▶ **RECORDS FOR THE EXERCISE**:
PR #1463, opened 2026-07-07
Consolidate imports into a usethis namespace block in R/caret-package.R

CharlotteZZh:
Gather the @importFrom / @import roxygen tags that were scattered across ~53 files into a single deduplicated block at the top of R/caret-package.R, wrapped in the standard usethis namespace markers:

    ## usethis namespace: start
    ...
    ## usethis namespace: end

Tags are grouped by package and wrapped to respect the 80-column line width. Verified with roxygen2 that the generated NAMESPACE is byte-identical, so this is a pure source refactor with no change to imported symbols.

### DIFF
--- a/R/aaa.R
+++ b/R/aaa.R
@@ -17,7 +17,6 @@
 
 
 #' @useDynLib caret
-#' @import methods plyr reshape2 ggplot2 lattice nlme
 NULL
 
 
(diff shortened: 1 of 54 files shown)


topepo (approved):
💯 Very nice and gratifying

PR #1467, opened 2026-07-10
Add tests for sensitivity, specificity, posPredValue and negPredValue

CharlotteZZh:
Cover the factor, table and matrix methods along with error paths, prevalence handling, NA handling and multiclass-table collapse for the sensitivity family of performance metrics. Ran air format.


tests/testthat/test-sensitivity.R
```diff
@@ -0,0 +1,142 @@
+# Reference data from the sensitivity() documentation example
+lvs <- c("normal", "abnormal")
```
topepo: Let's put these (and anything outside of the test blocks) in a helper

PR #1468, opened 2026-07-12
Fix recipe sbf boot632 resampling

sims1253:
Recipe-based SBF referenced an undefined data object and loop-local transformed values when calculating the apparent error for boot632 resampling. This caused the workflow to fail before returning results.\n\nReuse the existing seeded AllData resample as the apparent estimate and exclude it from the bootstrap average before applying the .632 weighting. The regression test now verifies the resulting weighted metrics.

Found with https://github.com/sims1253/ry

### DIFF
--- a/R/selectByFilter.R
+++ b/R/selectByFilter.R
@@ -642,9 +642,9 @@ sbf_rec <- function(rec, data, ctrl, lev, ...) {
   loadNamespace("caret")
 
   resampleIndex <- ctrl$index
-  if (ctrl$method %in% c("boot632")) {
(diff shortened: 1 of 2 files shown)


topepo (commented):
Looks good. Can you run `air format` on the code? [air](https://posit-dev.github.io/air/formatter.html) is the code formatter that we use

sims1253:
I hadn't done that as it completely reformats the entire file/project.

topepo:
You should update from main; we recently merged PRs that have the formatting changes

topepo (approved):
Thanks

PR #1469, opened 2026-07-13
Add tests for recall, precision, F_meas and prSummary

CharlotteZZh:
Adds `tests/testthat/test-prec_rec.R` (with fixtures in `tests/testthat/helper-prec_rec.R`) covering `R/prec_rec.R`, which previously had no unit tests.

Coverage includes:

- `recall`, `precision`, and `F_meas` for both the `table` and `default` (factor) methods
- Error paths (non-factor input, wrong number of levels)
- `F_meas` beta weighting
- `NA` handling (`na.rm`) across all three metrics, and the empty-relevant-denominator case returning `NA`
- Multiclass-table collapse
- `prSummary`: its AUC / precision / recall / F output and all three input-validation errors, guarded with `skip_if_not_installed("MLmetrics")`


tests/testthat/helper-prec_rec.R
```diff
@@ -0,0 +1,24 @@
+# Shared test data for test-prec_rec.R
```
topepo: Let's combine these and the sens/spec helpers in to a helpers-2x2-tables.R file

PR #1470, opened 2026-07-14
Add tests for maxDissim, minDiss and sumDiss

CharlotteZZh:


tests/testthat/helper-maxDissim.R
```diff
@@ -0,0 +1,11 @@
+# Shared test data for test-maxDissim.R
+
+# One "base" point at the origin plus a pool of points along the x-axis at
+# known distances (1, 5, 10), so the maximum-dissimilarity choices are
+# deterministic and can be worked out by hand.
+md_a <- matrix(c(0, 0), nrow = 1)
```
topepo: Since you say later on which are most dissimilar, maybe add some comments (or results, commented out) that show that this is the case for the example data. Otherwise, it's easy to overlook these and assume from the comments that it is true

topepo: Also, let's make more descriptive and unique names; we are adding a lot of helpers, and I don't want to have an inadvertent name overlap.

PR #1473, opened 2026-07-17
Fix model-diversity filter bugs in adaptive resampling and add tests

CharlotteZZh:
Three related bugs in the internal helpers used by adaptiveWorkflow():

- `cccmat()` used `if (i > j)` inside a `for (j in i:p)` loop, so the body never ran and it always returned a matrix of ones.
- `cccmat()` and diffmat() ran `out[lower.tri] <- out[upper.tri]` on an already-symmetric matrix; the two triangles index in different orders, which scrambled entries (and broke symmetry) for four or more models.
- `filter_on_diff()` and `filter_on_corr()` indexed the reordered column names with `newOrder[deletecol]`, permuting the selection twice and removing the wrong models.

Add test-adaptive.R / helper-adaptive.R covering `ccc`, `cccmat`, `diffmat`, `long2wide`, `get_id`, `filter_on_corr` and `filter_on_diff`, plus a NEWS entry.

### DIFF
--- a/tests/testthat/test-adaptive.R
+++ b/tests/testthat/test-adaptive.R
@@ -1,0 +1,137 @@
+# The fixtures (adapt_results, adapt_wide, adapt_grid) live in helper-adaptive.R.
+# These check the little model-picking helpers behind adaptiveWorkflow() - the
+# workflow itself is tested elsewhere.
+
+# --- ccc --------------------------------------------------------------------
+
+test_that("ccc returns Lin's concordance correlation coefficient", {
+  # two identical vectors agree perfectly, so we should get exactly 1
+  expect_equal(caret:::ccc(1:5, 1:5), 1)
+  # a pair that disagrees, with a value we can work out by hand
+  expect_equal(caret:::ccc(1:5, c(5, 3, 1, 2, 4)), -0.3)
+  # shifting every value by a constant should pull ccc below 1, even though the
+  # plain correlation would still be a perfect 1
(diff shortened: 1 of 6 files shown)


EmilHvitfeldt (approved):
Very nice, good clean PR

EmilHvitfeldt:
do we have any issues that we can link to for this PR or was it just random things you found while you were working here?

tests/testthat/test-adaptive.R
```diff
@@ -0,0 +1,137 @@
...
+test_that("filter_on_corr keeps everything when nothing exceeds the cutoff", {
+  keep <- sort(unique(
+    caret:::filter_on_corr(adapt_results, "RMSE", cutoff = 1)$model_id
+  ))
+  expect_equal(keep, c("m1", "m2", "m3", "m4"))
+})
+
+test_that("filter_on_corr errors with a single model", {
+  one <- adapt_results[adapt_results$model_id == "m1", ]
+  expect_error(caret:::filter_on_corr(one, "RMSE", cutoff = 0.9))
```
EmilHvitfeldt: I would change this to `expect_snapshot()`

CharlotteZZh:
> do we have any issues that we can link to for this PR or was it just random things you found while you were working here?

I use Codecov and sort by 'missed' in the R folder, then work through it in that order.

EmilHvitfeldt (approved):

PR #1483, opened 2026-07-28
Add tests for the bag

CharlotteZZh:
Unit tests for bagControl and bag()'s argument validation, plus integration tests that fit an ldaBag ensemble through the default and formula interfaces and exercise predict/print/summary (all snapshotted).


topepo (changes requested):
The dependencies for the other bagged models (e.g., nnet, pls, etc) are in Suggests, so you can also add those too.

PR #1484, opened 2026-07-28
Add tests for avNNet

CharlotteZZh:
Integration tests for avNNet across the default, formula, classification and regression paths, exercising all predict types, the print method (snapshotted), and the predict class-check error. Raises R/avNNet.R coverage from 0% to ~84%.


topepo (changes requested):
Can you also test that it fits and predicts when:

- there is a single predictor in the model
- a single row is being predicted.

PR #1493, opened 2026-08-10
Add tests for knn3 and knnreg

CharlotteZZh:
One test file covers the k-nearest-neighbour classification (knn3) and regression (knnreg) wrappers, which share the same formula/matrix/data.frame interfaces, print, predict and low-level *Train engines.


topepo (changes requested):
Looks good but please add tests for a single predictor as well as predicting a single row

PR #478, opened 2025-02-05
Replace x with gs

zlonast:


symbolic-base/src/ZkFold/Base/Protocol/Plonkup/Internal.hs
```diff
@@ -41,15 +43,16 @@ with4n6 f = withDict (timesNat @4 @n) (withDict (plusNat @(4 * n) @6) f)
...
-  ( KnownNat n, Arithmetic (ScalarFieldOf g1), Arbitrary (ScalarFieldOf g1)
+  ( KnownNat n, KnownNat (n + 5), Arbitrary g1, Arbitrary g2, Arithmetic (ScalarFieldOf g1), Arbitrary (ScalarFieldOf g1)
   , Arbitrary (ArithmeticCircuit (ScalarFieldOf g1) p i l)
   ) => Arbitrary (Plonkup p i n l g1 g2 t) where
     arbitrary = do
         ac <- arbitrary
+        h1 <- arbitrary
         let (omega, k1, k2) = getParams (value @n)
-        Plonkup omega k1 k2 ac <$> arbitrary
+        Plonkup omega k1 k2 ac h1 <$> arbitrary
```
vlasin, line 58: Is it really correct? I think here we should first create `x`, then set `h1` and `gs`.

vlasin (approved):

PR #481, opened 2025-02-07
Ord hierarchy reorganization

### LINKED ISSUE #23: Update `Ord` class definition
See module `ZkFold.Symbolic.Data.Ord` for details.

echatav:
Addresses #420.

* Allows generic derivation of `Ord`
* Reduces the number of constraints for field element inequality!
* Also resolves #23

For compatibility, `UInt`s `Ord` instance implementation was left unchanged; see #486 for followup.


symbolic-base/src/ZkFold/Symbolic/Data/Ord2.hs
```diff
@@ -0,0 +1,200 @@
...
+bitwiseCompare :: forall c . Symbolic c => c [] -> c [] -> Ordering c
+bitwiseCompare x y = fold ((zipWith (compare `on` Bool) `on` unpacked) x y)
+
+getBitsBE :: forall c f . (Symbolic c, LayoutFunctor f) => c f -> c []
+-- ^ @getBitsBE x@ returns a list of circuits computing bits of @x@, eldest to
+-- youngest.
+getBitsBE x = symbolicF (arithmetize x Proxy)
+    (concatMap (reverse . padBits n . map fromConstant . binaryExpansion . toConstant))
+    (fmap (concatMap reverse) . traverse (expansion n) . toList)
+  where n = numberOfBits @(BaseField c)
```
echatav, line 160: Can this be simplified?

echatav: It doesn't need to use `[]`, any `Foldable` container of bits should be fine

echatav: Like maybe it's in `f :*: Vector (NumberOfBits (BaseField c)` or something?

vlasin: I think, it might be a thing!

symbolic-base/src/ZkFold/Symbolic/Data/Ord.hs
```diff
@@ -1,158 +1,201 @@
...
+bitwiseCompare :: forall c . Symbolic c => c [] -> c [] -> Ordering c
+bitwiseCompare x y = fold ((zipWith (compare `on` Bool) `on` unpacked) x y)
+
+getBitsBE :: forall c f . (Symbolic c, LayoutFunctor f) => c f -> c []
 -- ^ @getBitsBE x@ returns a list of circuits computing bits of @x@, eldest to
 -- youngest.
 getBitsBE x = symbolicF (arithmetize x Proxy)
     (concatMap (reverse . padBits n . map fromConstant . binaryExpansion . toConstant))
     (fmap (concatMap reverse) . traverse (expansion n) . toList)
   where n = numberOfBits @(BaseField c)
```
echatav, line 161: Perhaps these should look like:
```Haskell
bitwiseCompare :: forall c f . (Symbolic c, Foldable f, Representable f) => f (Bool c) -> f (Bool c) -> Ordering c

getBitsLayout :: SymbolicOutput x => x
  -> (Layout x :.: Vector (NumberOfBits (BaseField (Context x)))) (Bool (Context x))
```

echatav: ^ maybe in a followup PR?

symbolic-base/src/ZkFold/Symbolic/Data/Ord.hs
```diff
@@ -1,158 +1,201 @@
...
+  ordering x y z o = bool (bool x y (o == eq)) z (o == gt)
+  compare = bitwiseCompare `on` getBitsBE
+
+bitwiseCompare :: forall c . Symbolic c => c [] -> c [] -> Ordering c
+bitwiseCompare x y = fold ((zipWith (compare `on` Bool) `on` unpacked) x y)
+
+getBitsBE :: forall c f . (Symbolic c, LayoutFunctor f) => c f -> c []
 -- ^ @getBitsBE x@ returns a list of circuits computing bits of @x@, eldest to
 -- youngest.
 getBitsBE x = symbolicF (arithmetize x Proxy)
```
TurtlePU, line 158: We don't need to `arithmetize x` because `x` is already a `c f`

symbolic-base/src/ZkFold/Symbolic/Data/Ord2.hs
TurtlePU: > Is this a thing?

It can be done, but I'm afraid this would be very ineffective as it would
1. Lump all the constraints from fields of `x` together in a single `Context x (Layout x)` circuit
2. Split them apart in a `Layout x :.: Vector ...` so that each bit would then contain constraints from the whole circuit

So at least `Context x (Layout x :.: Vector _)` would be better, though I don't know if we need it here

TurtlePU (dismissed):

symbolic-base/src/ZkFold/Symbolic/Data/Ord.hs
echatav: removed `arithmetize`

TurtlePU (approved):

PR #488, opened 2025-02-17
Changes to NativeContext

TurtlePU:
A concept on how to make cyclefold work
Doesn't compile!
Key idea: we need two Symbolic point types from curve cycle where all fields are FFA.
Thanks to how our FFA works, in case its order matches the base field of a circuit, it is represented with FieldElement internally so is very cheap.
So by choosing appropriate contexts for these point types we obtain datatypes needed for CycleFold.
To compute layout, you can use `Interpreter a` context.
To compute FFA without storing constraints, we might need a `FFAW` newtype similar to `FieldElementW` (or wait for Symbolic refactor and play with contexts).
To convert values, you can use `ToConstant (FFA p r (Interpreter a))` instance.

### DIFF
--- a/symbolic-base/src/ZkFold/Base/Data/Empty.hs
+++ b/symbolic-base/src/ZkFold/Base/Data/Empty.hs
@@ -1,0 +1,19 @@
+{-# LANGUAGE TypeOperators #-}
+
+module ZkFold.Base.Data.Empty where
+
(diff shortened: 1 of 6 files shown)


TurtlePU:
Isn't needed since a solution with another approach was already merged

▶ **YOUR GOAL**: Check the entries above line by line and return each one containing the word "binaryExpansion".

▶ **ANSWER TO THIS PROBLEM**:
+    (concatMap (reverse . padBits n . map fromConstant . binaryExpansion . toConstant))
     (concatMap (reverse . padBits n . map fromConstant . binaryExpansion . toConstant))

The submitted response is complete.